Under Bush, the United States hasn't just looked only to its own interests, it's held anyone who even considered the consequences of our actions on the world outside our borders under suspicion. A lack of international knowledge was elevated from a shortfall to an asset. A leader who can inspire the hopes of those nations we consider allies by definition can't be wholly American. Ignorance isn't just bliss, it's required. This is a philosophy rushing toward its ultimate expression in the nomination of Sarah Palin, where never having given a moment's thought to any nation but our own is equated with patriotism.

No modern Odysseus is required to test the Cyclops when the creature is voluntarily blind, but the world will not suffer us to lumber on unchecked.

If you were to pick up a paper and find yourself looking at foreign leaders proclaiming that the world needed to be protected from "infection" by the American system, that the United States needed to be "contained," that the United States was the source of disaster in their own land, you might be forgiven for thinking that you're listening in to Tehran or Moscow. But that's what the leaders of our greatest international friends have been saying. At home, we may have some doubt about the causes of the financial calamity we're now experiencing, but our allies have no doubt as to its origin.

"The United States is solely to be blamed for the financial crisis. They are the cause for the crisis, and it is not Europe and it is not the Federal Republic of Germany."
--German finance minister, Peer Steinbrück

While we are fretting about our plans to restore the broken economy, there's one point that isn’t making the debates, and only rarely making the news. In many ways, we will no longer be the masters of our own economic ship. The factors that will most affect us in the future may no longer be under our control, or in the hands of those inclined to place our needs very high on their list of concerns. In a study conducted by the Guardian newspaper, not one country could be found – not France, not Japan, not neighboring Canada, not our "special friends" the United Kingdom – where a majority of the people viewed their relationship with the United States as "friendly." More than the losses in Iraq, or the dollars going to the bailout, this may be the biggest cost of the last eight years.

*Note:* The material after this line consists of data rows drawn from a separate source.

PR #38, opened 2020-01-29
explicitly state the ordering of the input axes

k-dominik:
This is a quick fix.
We always write out the data to a tmp folder, and always in the same axes ordering. Currently, this is not understood by ilastik (where the default is `tczyx` vs our plugin `tzyxc`). Therefore stating this when running the workflow resolves this issue. @tischer just to get you involved. Cannot add you as a reviewer.


k-dominik:
merging with @tischer's approval :D

wolny:
:raised_hands: awesome, thanks @k-dominik

PR #40, opened 2020-02-19
Replace --segmentation_image by --binary_image

tischi:


tischi:
@wolny Could you have a look?

wolny:
Hey @tischi. This looks good, just a one-liner :) why does it the parameter name has to be replaced though?

tischi:
I was told by a user that it does not work with `--segmentation_image`, maybe double-check with @k-dominik ?

wolny:
Looks like you're right @tischi. Nice spot!

Issue #46, opened 2020-02-29
Pixel Classification: macro does not record values when segmentation output is selected


k-dominik:
Yah, a weird one... When running pixel classification and selecting probabilities as an output the macro recorder correctly records all parameters:

```
run("Run Pixel Classification Prediction", "projectfilename=/xxxxx/2dcells_pc.ilp inputimage=2d_cells_apoptotic_1channel.png pixelclassificationtype=Probabilities");
```

When segmentations are selected it will only record the following:

```
run("Run Pixel Classification Prediction");
```

I would expect to always see all parameters recorded. Also from the code it is extremely non-obvious how this can happen...

wolny:
Hey @k-dominik,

The conservative philosophy that America has an inalienable right to unilateral action has certainly earned our nation an exceptional position around the world – we're seen as exceptionally dangerous.

After sixty years of Bretton Woods, the world is looking for a less dollar-centric alternative to our current fiscal system. And they're not begging for our permission. This past week has seen French President Nicolas Sarkozy demanding a new global summit to "recreate the capitalist system," and it's seen finance ministers from India to Africa scoffing at the idea that the United States can lecture them on how markets can be run.

Conservatives have made it fashionable to sneer at the rest of the world. That attitude hasn't gone unnoticed, and anyone looking for some lingering attitude of gratefulness and compliance is about to be disappointed.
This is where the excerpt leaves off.